→ **Problem**
Say how many lines in the following entries include "staticcheck", and add nothing else.

→ **Data listing**
PR #389, opened 2026-05-08
fix(pubsub): release mutex before Redis network calls (#215)

### LINKED ISSUE #215: FOLLOW-UP: Release mutex before Redis network calls in subscribeTo/reconnect (from PR #213)
## Context

This follow-up task was identified during the review of PR #213.

**Source PR:** https://github.com/livetemplate/livetemplate/pull/213
**PR Title:** fix: track dynamic pubsub subscriptions for reconnect and wire into mount

## Task Description

`subscribeTo()` and `reconnect()` hold `b.mu.Lock()` for the entire duration of Redis network calls (`pubsub.Subscribe()`) and `time.Sleep()` (reconnect delay). This blocks all concurrent publish, subscribe, and close operations.

**Impact:**
- `subscribeTo()`: One slow Redis SUBSCRIBE blocks all other subscriptions and all publishing
- `reconnect()`: Default 1-second sleep + Redis call = guaranteed 1+ second full broadcaster stall

**Proposed fix for `subscribeTo()`:** Use check-lock-check pattern:
1. `RLock` for dedup check (fast path)
2. Release lock, perform Redis SUBSCRIBE outside any lock
3. `Lock` only to update `subscribedChannels`
4. Accept harmless duplicate Redis SUBSCRIBE (idempotent) in the race window

**Proposed fix for `reconnect()`:**
1. Close old pubsub under lock
2. Release lock
3. Sleep (reconnect delay)
4. Re-acquire lock, check `b.closed`
5. Re-subscribe under lock (or outside lock with same pattern)

---

adnaan:
## Summary

- `subscribeTo()` (via `trySubscribe`) now uses a check-lock-check pattern: RLock to fast-path-check + snapshot `b.pubsub`, release, run Redis SUBSCRIBE outside any lock, then Lock+verify-pubsub-not-swapped before recording the channel. Duplicate SUBSCRIBE in the racing window is harmless (idempotent on Redis).
- `reconnect()` now closes the stale pubsub and snapshots the channel list under lock, releases, sleeps via `select` on `b.ctx.Done()` so `Close()` can short-circuit a long delay, performs SUBSCRIBE/Receive outside any lock, then re-acquires to install the new pubsub (tearing it down if `Close()` raced ahead).
- Three new regression tests demonstrate concurrent `PublishGlobal` is no longer blocked while a peer subscribe or reconnect is mid-network-call, and that reconnect honors context cancellation.

## Test plan

- [x] `go test ./pubsub/... -race -timeout=120s` — all 22 tests pass (including 3 new ones).
- [x] `go test ./... -timeout=300s` — full suite green.
- [x] Verified each new test fails on a deliberately reverted version of the corresponding fix (subscribeTo regression test caught the held-lock; reconnect regression test reported `PublishGlobal blocked for 757ms during reconnect sleep`).
- [x] golangci-lint with the project gate (errcheck/govet/ineffassign/staticcheck/unparam/unused) — 0 issues.

Closes #215

### DIFF
--- a/pubsub/redis.go
+++ b/pubsub/redis.go
@@ -3,6 +3,7 @@ package pubsub
 import (
 	"context"
 	"encoding/json"
+	"errors"
 	"fmt"
 	"log/slog"
 	"sync"
@@ -49,6 +50,7 @@ type RedisBroadcaster struct {
 	wg                  sync.WaitGroup
 	mu                  sync.RWMutex
 	closed              bool
+	reconnecting        bool                // True while reconnect() is in its sleep/SUBSCRIBE window (pubsub is nil)
 	reconnectDelay      time.Duration       // Delay before reconnecting after subscription failure (default: 1s)
 	subscribedChannels  map[string]struct{} // Tracks dynamic channel subscriptions for reconnect replay
 }
@@ -354,6 +356,19 @@ func (b *RedisBroadcaster) SubscribeToGroupAction(groupID string) error {
 // network call. Production code leaves this nil.
 var subscribeHook func()
 
+// reconnectHook is a test-only hook invoked from reconnect() immediately
+// after the lock has been released and before the reconnect-delay sleep.
+// It allows tests to deterministically wait for reconnect() to enter its
+// no-lock window without relying on time-based synchronization.
+// Production code leaves this nil.
+var reconnectHook func()
+
+// errPubsubNotReady is a sentinel signaling that pubsub is currently nil
+// because reconnect() is in progress. It's distinct from "broadcaster is
+// closed" (permanent) and lets subscribeTo() extend its retry window to
+// cover the reconnect-delay rather than failing fast in ~200ms.
+var errPubsubNotReady = fmt.Errorf("pubsub not ready (reconnect in progress)")
+
 // subscribeTo subscribes to a Redis channel with dedup and retry.
 //
 // The lock is released across the Redis SUBSCRIBE network call so concurrent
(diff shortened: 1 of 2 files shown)


adnaan:
Addressed bot review comments in 86aa8496 (`fix: address bot review comments on #389`).

**Applied:**

1. **Functional issue: subscribe-during-reconnect window** (Claude + Copilot, same issue). Added `b.reconnecting` flag set under the same lock that nils `b.pubsub` and cleared via deferred unlock on every exit path. `trySubscribe` now returns a sentinel `errPubsubNotReady` only when reconnecting is truly in progress; `subscribeTo` extends its retry deadline by `reconnectDelay + 2s` for that case so subscribes arriving mid-reconnect wait for the new connection rather than failing fast in ~200ms. The "permanent" case (`Subscribe` never called) still fails inside the normal 3-attempt budget, so `TestSubscribeTo_ExhaustsRetriesWhenPubSubNil` continues to pass quickly.

2. **Regression test** for the contract above: `TestSubscribeTo_SucceedsDuringReconnectWindow` (Copilot ask). Uses the new `reconnectHook` seam to deterministically wait until reconnect has nilled the pubsub, then asserts `SubscribeToGroup` succeeds.

3. **Timing fragility** in `TestReconnect_DoesNotBlockConcurrentPublish` (Claude). Replaced `time.Sleep(50ms)` with the same hookEntered/release channel pattern used in the sibling test (now via a new `reconnectHook` package var, mirroring `subscribeHook`).

4. **`broadcaster.cancel()` -> `broadcaster.Close()`** in `TestReconnect_InterruptibleByContextCancel` (Claude). Close() now runs in a goroutine and is drained at the end so its blocking-on-the-running-reconnect doesn't hang the test; this matches production semantics where ctx-cancel is always paired with `b.closed = true`.

**Declined:**

- **`subscribeHook` package var -> struct field** (Claude flagged "not a blocker"). Keeping the package var because: (a) `*redis.PubSub` is a concrete type, so the cleaner alternative — wrapping `UniversalClient.Subscribe` to inject from there — doesn't actually reach `b.pubsub.Subscribe` in `trySubscribe`; (b) tests don't call `t.Parallel()` and use `prevHook := subscribeHook; defer func() { subscribeHook = prevHook }()` to scope state; (c) a struct field would require an unexported setter and percolate the test seam through the public API surface for no behavioral benefit. The `reconnectHook` added in this round follows the same pattern.

Verified: `go test ./pubsub/... -race -count=10 -timeout=300s` passes clean for all four affected tests (`TestSubscribeTo_DoesNotBlockConcurrentOperations`, `TestReconnect_DoesNotBlockConcurrentPublish`, `TestReconnect_InterruptibleByContextCancel`, `TestSubscribeTo_SucceedsDuringReconnectWindow`).

adnaan:
Addressed Round 2's remaining minor finding in `f9246eda` (`fix(pubsub): separate notReady and normal-error retry counters`).

Split the unified `attempt` counter into two: `iteration` gates the inter-attempt sleep (so any retry, notReady or normal-error, waits `retryDelay`), while `normalAttempts` gates the `maxAttempts` break and is only incremented on non-notReady errors. With this split, notReady spins (up to `~reconnectDelay/retryDelay` of them) no longer silently consume the 3-attempt budget reserved for real subscribe failures, and the "after 3 attempts" error message now reflects what was actually retried.

Verified the discriminator: `TestSubscribeTo_ExhaustsRetriesWhenPubSubNil` still fails fast (`<1s`). The first iteration sees `b.reconnecting == false` so `trySubscribe` returns `"not subscribed"` (not `errPubsubNotReady`), the loop falls into the normal branch, and `normalAttempts` climbs `1→2→3` across the 3 iterations as before.

Pre-commit gate passed: `gofmt`, `golangci-lint`, full `go test ./...` clean.

PR #391, opened 2026-05-09
fix(pubsub): gate handler registrations on Subscribe() success (#357)

### LINKED ISSUE #357: FOLLOW-UP: Gate pub/sub handler registrations on Subscribe() success (from PR #355)
## Context

This follow-up task was identified during the review of PR #355.

**Source PR:** https://github.com/livetemplate/livetemplate/pull/355
**PR Title:** fix: eliminate race in Redis pub/sub init and add subscription retry
**Comment type:** PR review comment (raised in review rounds 3-5)

## Task Description

If `Subscribe()` fails at startup (e.g. Redis unreachable), `template.go` logs the error but continues to call `SubscribeServerActions()` and `SubscribeGroupActions()`. Both succeed (they just register handlers), but `processMessages()` never starts, so no pub/sub messages are ever dispatched — silently.

Every WebSocket connection that calls `trySubscribe` will get "not subscribed" (since `b.pubsub` is nil), exhaust its 3 retries, and log errors — one per connection, which can be very noisy.

### Proposed fix

Gate handler registrations on `Subscribe()` succeeding:

```go
if err := mountCfg.PubSubBroadcaster.Subscribe(handler.handlePubSubMessage); err != nil {
    slog.Error("Pub/sub subscriber error — pub/sub disabled", slog.Any("error", err))
    // skip SubscribeServerActions / SubscribeGroupActions
} else {
    if err := mountCfg.PubSubBroadcaster.SubscribeServerActions(...); err != nil { ... }
    ...
}
```

Or add a "pub/sub disabled" log line so operators can distinguish "starting up" from "broken."

## Original Comment

> After a failed `Subscribe()`, `b.pubsub` is nil. `SubscribeServerActions` and `SubscribeGroupActions` just register handlers and succeed. But every subsequent per-connection `SubscribeTo*` call will fail with "not subscribed" and log an Error -- one per WebSocket connection, which could be very noisy. Now that `Subscribe()` errors are a concrete failure path rather than a silent background goroutine, it is worth a follow-up issue on whether the handler should refuse WebSocket connections when pub/sub setup has fully failed.

[View PR #355](https://github.com/livetemplate/livetemplate/pull/355)

---

adnaan:
## Summary

- Gate `SubscribeServerActions` and `SubscribeGroupActions` registrations on the initial `PubSubBroadcaster.Subscribe()` succeeding. Previously, when `Subscribe()` failed (e.g. Redis unreachable at startup), the downstream calls still ran and silently registered handlers in local maps even though `processMessages()` never started.
- Downgrade the failure log from `Error` to a single `Warn` ("cross-instance dispatch disabled") to make the degraded-mode signal clear without the per-connection `Error` spam from per-WS `trySubscribe` retries.
- Adds two unit tests in `handle_test.go` using a fake `Broadcaster + GroupActionBroadcaster` with call counters: one asserts the downstream `Subscribe*` calls are skipped on failure; one asserts they all run on success.

Closes #357

## Test plan

- [x] `GOWORK=off go test ./... -timeout=180s` passes (full suite, including new gate tests)
- [x] `golangci-lint run --enable-only=errcheck,govet,ineffassign,staticcheck,unparam,unused` clean
- [x] Pre-commit hook (gofmt + lint + tests) passes without `--no-verify`
- [x] New tests `TestHandle_PubSubSubscribeFailureSkipsRegistrations` and `TestHandle_PubSubSubscribeSuccessRegistersAll` pass

### DIFF
--- a/handle_test.go
+++ b/handle_test.go
@@ -2820,8 +2820,6 @@ func TestEphemeral_SyncStillWorks(t *testing.T) {
 	}
 }
 
-// fakeBroadcaster is a minimal pubsub.Broadcaster + GroupActionBroadcaster used
-// to verify that handler registrations are gated on Subscribe() success (#357).
 type fakeBroadcaster struct {
 	subscribeErr      error
 	subscribeCalls    int
@@ -2855,11 +2853,6 @@ func (f *fakeBroadcaster) SubscribeGroupActions(_ pubsub.GroupActionHandler) err
 	return nil
 }
 
-// TestHandle_PubSubSubscribeFailureSkipsRegistrations verifies that when
-// PubSubBroadcaster.Subscribe() returns an error (e.g. Redis unreachable),
-// SubscribeServerActions and SubscribeGroupActions are NOT called. Otherwise
-// per-WS trySubscribe calls would log "not subscribed" errors on every connection.
-// See https://github.com/livetemplate/livetemplate/issues/357.
 func TestHandle_PubSubSubscribeFailureSkipsRegistrations(t *testing.T) {
 	fb := &fakeBroadcaster{subscribeErr: errors.New("redis unreachable")}
 
@@ -2885,8 +2878,6 @@ func TestHandle_PubSubSubscribeFailureSkipsRegistrations(t *testing.T) {
 	}
 }
 
-// TestHandle_PubSubSubscribeSuccessRegistersAll verifies that when Subscribe
-// succeeds, both SubscribeServerActions and SubscribeGroupActions are called.
 func TestHandle_PubSubSubscribeSuccessRegistersAll(t *testing.T) {
 	fb := &fakeBroadcaster{}
 
--- a/handle_test.go
+++ b/handle_test.go
@@ -2819,3 +2819,95 @@ func TestEphemeral_SyncStillWorks(t *testing.T) {
 		}
 	}
 }
+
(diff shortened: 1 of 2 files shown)


adnaan:
Re: round-3 observations — declining all three as out of scope for this PR:

**Item 1 (inconsistent log levels in else branch):** `SubscribeServerActions`/`SubscribeGroupActions` failures stay at `slog.Error` because they're unexpected — `Subscribe()` succeeded, then a specific channel registration failed. The outer `Subscribe()` failure is `Warn` because it's an expected operational mode (Redis unreachable on boot). The asymmetry is intentional: "expected boot-time degradation" vs "unexpected per-channel failure after pump is running".

**Item 2 (`SubscribeServerActions` failure doesn't short-circuit `SubscribeGroupActions`):** Bot itself notes this is pre-existing and outside scope. The PR's contract is "gate downstream registrations on `Subscribe()` success" — making them mutually-gating is a separate refactor. Could be a follow-up if it manifests as a real operational issue; closing this without one.

**Item 3 (missing test for broadcaster without `GroupActionBroadcaster`):** Branch-coverage gap on the type-assertion guard, low priority per the bot itself. Out of scope for this PR which targets the `Subscribe()` gate, not exhaustive type-assertion coverage. Per CLAUDE.md "no features beyond what the task requires".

→ **Reply to the exercise**
2